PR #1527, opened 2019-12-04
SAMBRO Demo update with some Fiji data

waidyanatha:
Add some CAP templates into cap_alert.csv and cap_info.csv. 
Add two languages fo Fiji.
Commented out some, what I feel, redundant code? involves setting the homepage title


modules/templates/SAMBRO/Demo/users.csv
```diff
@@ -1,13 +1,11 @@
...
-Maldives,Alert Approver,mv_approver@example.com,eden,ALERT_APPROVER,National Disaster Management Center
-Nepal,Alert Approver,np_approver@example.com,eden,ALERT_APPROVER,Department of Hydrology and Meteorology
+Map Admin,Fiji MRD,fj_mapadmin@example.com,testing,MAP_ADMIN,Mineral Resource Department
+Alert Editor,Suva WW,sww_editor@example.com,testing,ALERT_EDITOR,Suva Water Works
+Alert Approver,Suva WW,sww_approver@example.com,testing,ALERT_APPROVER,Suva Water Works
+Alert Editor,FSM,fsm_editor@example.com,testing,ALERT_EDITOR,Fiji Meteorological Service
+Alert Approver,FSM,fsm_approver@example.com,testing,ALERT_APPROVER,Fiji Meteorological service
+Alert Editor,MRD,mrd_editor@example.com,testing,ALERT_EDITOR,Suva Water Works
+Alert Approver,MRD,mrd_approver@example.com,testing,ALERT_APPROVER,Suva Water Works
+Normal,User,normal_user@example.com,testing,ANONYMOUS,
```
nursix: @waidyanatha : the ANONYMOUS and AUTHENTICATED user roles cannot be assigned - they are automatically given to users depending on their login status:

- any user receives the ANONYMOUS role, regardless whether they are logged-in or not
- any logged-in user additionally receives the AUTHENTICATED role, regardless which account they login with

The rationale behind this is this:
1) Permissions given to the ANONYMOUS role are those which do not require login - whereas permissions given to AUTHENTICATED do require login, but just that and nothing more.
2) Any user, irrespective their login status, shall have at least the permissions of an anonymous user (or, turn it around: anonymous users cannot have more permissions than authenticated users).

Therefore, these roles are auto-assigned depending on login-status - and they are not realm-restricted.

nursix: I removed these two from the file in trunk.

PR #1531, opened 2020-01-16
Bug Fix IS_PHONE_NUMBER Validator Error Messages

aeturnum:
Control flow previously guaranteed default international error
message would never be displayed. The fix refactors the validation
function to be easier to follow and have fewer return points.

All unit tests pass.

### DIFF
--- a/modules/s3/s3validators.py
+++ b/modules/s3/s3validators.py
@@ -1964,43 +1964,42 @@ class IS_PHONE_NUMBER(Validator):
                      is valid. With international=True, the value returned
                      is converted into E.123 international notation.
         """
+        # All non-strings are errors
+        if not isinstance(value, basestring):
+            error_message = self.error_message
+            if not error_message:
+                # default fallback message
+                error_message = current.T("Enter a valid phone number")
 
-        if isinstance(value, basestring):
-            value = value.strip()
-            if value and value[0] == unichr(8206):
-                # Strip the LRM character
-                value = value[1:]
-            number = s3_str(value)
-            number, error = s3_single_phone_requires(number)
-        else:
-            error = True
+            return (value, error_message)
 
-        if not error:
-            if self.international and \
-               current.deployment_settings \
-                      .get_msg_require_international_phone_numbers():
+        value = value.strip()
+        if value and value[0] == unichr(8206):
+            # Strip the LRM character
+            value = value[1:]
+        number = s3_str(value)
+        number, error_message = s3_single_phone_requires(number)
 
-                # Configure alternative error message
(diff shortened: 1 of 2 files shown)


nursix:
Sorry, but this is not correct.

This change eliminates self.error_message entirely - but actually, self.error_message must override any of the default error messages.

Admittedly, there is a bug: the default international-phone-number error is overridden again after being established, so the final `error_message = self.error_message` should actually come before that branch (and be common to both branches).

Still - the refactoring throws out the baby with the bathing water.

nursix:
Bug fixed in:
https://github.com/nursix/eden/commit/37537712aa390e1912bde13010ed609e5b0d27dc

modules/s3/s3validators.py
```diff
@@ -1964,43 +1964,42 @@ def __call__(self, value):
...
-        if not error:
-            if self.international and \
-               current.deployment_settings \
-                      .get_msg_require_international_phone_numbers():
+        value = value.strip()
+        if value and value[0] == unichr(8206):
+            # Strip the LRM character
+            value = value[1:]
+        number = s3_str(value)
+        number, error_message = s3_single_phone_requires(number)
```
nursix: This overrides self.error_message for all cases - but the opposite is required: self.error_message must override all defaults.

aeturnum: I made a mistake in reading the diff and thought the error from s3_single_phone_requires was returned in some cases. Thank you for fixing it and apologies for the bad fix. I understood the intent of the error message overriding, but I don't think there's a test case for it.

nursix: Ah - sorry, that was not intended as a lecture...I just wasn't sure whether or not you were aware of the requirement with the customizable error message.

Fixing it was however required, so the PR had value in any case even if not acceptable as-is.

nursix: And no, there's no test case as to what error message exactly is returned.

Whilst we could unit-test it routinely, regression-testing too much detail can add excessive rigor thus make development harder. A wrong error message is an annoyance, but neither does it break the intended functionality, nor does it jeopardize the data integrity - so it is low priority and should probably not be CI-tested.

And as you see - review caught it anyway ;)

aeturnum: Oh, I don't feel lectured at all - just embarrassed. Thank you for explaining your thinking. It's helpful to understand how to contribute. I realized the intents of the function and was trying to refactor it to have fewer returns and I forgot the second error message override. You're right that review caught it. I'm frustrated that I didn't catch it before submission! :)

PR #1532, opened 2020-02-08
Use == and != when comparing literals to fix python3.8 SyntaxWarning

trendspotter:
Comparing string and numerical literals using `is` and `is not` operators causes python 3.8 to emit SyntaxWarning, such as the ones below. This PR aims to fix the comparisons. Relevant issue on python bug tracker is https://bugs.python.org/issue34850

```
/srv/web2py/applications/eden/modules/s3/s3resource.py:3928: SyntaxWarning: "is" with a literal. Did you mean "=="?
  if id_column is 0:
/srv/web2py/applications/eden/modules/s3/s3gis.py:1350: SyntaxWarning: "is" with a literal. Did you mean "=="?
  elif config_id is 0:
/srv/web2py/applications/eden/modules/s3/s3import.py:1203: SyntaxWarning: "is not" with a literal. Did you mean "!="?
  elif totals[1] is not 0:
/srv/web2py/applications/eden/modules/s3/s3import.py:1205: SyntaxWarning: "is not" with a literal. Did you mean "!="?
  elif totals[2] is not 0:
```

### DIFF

####################

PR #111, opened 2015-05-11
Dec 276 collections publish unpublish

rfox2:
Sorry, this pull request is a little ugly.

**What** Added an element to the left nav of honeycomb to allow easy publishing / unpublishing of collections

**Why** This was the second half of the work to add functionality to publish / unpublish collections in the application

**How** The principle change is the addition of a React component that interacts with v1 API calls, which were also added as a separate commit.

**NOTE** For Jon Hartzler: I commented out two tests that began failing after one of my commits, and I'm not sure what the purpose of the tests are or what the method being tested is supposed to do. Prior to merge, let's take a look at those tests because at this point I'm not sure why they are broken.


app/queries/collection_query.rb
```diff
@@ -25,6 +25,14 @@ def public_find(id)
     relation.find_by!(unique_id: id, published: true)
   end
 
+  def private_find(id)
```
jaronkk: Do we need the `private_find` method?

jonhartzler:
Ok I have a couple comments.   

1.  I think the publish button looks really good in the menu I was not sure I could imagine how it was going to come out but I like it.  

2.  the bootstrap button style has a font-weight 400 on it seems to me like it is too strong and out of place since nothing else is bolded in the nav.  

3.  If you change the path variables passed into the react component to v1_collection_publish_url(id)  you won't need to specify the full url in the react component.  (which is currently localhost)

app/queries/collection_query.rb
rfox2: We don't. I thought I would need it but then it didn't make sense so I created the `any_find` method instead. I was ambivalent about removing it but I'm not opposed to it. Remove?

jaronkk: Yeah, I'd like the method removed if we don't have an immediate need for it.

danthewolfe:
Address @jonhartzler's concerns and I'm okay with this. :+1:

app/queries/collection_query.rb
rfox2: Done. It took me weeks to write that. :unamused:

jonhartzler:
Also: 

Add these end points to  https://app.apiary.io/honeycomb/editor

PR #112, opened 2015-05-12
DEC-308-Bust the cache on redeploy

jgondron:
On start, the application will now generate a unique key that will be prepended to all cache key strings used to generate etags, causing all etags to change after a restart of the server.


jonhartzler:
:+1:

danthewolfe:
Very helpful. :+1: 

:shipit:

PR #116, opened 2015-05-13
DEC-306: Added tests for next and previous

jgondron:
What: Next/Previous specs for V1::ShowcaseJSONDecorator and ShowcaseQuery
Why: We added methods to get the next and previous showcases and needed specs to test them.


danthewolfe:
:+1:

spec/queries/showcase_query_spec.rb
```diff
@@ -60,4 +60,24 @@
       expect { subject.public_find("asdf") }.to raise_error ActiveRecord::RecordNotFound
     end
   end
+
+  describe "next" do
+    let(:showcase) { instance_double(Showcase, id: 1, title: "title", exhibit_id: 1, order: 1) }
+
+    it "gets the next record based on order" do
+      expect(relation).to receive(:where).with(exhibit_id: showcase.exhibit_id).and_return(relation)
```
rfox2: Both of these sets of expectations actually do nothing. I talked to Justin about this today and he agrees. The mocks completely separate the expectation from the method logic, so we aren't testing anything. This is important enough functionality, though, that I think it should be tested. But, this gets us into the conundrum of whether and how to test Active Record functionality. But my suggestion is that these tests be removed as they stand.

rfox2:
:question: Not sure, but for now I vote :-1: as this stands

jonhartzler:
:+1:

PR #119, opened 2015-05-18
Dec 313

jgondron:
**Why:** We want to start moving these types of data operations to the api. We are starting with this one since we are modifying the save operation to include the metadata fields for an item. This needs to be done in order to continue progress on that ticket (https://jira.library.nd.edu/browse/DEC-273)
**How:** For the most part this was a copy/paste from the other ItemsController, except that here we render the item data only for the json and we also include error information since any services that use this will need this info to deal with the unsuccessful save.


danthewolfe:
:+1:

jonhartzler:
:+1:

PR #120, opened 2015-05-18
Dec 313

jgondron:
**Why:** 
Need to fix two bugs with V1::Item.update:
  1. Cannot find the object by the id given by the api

####################

[WORK ORDER]:
Go through the data above and find the lines with the word "points". Copy each of those lines.

[TASK ANSWER]:
function to be easier to follow and have fewer return points.
Add these end points to  https://app.apiary.io/honeycomb/editor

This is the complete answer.